Stored items
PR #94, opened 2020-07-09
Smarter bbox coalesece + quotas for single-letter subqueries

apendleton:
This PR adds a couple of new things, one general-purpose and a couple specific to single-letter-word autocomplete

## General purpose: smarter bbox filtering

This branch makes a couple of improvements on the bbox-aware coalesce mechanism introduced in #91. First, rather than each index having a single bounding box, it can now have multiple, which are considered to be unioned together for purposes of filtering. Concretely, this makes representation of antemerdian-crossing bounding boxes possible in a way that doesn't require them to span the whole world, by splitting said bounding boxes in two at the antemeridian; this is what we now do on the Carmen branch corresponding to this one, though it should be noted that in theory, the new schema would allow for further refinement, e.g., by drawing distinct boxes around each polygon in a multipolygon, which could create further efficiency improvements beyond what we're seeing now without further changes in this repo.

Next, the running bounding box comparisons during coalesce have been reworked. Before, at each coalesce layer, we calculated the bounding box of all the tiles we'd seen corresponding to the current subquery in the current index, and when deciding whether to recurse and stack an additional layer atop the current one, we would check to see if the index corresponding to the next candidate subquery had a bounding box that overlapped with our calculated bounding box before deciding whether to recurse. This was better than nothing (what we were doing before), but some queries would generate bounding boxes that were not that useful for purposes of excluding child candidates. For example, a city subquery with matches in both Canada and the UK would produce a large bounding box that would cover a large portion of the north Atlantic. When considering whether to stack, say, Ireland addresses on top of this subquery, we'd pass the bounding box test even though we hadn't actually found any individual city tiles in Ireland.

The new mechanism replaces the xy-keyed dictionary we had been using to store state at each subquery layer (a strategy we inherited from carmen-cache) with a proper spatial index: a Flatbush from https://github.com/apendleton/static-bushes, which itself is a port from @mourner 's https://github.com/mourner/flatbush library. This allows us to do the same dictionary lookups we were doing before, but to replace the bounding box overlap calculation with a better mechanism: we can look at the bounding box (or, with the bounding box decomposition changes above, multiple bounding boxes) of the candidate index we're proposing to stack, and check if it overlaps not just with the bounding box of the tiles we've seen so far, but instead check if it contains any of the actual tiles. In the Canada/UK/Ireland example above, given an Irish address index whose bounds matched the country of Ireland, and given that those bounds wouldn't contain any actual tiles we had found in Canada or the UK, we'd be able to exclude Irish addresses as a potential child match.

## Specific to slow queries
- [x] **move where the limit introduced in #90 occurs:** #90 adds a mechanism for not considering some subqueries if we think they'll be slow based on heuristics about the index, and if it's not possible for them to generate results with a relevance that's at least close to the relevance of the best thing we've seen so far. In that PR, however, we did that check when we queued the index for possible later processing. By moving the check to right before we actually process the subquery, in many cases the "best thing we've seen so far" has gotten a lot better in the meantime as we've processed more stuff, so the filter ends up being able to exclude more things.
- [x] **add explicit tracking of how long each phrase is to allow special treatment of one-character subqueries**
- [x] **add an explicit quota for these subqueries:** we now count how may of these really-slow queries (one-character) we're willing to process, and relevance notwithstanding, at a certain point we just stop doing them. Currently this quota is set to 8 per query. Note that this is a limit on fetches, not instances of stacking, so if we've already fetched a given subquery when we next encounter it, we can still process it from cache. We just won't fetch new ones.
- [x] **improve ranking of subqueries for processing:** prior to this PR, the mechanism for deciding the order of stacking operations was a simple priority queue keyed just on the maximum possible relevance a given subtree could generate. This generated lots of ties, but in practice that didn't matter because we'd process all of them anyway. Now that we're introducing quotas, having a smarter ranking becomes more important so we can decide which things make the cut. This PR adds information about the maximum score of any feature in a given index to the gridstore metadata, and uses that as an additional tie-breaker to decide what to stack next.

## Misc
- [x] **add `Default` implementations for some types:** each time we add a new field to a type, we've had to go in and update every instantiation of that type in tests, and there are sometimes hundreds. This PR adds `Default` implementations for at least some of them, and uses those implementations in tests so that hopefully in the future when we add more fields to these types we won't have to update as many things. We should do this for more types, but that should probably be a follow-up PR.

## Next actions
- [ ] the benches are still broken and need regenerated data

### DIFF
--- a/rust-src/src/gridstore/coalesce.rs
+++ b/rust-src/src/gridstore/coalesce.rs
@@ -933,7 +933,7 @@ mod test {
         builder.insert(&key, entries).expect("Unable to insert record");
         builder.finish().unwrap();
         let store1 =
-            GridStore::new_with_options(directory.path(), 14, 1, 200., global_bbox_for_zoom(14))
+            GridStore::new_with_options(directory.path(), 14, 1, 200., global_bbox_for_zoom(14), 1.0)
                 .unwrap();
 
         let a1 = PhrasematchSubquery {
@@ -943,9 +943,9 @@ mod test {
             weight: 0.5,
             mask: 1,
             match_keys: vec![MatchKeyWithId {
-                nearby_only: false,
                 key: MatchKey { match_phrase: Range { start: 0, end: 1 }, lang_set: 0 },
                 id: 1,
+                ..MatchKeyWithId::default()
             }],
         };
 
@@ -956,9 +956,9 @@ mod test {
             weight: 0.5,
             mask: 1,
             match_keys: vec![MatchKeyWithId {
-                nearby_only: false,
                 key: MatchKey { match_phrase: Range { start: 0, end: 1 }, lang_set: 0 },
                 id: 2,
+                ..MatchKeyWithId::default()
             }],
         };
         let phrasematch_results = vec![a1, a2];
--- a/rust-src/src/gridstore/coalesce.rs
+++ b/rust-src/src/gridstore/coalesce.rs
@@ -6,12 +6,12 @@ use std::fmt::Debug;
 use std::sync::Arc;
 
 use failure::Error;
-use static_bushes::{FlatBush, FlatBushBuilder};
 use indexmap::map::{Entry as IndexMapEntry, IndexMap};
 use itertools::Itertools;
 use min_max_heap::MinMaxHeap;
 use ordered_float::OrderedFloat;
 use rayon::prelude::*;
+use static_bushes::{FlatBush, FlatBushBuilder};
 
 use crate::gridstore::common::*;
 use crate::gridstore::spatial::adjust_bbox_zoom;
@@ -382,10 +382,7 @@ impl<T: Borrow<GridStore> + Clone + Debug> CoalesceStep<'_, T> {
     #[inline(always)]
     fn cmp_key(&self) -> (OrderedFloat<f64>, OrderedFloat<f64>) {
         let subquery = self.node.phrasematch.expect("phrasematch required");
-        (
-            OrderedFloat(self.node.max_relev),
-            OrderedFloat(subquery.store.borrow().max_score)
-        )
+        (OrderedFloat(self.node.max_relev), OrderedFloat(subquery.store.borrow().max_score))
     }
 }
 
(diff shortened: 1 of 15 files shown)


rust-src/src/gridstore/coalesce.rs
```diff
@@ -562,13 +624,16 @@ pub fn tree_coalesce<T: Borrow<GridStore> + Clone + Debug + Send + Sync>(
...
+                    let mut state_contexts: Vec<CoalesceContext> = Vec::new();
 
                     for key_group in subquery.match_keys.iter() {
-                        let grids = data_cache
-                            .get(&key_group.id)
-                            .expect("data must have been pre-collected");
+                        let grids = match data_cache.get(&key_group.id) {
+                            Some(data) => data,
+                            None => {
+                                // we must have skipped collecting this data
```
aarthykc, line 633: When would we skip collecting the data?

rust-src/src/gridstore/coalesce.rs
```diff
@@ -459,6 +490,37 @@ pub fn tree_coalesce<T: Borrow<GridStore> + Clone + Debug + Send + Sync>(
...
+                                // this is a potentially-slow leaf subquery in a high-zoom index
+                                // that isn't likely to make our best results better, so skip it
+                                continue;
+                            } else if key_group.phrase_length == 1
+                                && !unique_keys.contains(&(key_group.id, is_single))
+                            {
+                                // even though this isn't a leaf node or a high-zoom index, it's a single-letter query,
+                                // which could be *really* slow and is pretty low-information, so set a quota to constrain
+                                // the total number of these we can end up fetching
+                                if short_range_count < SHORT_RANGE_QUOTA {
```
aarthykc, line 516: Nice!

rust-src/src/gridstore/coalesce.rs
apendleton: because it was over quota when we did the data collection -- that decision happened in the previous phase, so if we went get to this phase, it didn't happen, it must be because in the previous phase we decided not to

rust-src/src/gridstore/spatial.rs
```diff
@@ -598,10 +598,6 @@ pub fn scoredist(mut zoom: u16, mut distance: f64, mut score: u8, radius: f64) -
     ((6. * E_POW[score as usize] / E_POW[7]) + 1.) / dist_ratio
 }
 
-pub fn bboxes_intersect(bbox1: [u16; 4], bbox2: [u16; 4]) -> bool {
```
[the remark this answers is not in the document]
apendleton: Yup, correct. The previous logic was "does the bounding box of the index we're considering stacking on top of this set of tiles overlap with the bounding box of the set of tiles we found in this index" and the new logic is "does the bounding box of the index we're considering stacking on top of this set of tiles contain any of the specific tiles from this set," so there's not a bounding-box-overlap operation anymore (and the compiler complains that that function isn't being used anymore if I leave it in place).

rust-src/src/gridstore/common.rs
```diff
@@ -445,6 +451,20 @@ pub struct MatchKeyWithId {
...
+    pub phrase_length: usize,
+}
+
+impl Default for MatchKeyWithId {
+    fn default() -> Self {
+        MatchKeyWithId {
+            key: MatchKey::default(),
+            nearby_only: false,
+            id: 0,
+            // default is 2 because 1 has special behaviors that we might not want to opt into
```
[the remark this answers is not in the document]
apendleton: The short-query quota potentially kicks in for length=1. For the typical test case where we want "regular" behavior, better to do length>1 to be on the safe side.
--
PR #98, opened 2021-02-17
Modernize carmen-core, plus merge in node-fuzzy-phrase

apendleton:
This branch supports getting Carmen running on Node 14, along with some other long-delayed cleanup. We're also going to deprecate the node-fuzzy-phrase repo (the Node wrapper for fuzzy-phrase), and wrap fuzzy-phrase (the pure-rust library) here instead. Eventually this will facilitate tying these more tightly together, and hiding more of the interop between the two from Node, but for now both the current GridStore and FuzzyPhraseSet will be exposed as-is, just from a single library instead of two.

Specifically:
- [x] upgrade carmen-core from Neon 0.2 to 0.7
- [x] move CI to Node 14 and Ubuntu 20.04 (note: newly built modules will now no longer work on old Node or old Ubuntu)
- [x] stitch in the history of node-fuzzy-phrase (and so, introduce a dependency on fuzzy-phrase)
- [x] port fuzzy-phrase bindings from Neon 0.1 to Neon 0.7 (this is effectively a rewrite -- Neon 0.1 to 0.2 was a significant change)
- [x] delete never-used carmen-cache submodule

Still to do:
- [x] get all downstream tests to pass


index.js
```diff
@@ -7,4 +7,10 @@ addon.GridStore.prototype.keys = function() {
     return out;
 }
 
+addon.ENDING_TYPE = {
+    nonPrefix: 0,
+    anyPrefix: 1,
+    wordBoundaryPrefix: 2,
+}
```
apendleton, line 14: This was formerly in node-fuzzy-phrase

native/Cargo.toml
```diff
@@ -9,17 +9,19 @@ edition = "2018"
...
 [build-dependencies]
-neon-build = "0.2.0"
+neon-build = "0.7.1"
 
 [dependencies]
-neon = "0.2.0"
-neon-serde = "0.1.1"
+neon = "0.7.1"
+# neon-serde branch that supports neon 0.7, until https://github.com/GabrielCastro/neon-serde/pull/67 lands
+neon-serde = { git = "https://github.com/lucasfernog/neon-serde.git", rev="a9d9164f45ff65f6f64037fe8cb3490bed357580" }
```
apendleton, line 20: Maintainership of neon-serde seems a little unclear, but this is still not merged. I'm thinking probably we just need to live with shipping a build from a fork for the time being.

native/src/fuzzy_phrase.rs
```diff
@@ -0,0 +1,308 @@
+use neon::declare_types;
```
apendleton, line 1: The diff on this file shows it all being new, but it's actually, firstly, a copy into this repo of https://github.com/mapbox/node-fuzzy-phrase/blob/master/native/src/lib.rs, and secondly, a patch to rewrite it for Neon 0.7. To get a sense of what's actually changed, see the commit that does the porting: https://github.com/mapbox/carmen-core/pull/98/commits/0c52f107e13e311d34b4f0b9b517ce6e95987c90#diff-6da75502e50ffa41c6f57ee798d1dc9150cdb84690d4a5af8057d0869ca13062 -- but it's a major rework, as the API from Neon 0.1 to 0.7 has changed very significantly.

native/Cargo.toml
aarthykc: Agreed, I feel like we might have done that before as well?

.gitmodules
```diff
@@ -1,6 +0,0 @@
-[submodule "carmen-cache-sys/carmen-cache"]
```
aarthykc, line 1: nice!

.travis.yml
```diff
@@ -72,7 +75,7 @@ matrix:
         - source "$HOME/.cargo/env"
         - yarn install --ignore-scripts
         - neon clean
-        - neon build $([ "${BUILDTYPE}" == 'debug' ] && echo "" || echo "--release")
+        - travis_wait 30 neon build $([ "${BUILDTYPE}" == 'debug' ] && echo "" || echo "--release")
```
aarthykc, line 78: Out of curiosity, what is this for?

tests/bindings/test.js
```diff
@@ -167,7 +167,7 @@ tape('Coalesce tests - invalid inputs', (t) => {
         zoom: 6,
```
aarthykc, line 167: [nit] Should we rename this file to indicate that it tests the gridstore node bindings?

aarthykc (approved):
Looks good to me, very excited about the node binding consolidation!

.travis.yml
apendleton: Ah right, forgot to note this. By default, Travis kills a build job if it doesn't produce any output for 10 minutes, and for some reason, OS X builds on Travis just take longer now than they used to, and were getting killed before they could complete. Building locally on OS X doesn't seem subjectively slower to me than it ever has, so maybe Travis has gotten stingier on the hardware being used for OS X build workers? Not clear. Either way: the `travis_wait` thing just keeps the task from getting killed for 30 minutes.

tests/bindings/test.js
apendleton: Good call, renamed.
...
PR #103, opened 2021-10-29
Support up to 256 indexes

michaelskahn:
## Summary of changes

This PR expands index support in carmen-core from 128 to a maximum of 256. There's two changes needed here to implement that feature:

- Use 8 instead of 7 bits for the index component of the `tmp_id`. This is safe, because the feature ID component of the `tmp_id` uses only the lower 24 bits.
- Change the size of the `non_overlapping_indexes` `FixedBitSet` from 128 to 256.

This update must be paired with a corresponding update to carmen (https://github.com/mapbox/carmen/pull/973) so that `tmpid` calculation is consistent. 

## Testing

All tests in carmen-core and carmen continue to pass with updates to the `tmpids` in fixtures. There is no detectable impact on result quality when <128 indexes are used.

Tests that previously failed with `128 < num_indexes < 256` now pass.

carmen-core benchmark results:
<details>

Your assignment => From the records above, give again exactly the lines running from the line with "PR #94, opened 2020-07-09" to the line with "## General purpose: smarter bbox filtering", inclusive.

Written answer =>
PR #94, opened 2020-07-09
Smarter bbox coalesece + quotas for single-letter subqueries

apendleton:
This PR adds a couple of new things, one general-purpose and a couple specific to single-letter-word autocomplete

## General purpose: smarter bbox filtering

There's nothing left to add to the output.